Garin and Martínez cite Pyro Studios' game Commandos: Behind Enemy Lines (1998) as "[t]he most distinguished Spanish game of the 1990s". The game was an international hit, reaching global sales of 600,000 units after roughly five months. In the German market, it was the fourth-best-selling computer game of 1998. Commandos was also a hit in the United Kingdom, where it spent 15 weeks at #1 on the computer game sales lists. According to publisher Eidos Interactive, the game's global sales surpassed 1.5 million copies by May 2000. In 2001, GameSpot Spain declared Commandos the biggest hit in the history of Spanish games.

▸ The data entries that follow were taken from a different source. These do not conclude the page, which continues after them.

PR #1349, opened 2015-04-17
Performance improvements after API changes

andyberry88:
Minimising the amount of extra Aliasing work we have to do by using memoized values.
@dchambers can you dev review this ASAP? This brings performance back in line with v0.15.x releases and is needed for the 1.0-RC1 release.


ioanalianabalas:
@andyberry88, I have dev reviewed this and commented on a couple of `try` blocks where we are explicitly closing the stream.

andyberry88:
@ioanalianabalas Good spot, I didn't realise `ResponseContent` extends `AutoClosable`, so you're right we don't need to explicitly close the response. This is fixed in a23ad4c.

dchambers:
@andyberry88, FYI, if you can put the assignment inside the `try` brackets then you know it's auto-closable, since it will error otherwise.

PR #1351, opened 2015-04-20
xmlns changes

### LINKED ISSUE #1345: change xmlns fields to bladerunnerjs.org URIs
We currently use schema.caplin.com to host alias schemas (see below.) These should be moved into a subfolder of bladerunnerjs.org.

```
<aliases xmlns="http://schema.caplin.com/CaplinTrader/aliases">
	<!-- you can add any overrides you need here -->
</aliases>
```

Pendulo Studios, founded in 1993, debuted with the graphic adventure game Igor: Objective Uikokahonia in 1994. It has been cited as a landmark Spanish release in the genre. While Spanish developers like Aventuras AD had released interactive fiction games during the 1980s, including those with graphics, a graphic adventure game like Igor had never been made in Spain. The game "encouraged other [domestic] companies to devote themselves" to the genre, according to GameLive PC; and Alejando Alcolea of HobbyConsolas retrospectively highlighted Igor as one of the two most important domestic games, alongside Commandos, to be released in the 1990s. Pendulo continued to develop games in the adventure genre, following Igor in 1997 with Hollywood Monsters, a long-term commercial hit. A writer for MarcaPlayer summarized it in 2011 as "one of the most played and best-selling adventures in Spanish software" history.

In 1996, developer Revistronic released 3 Skulls of the Toltecs, the first Spanish adventure game to see significant success outside its home country. According to GameLive PC, it achieved sales of 25,000 units in Spain and 200,000 across Europe.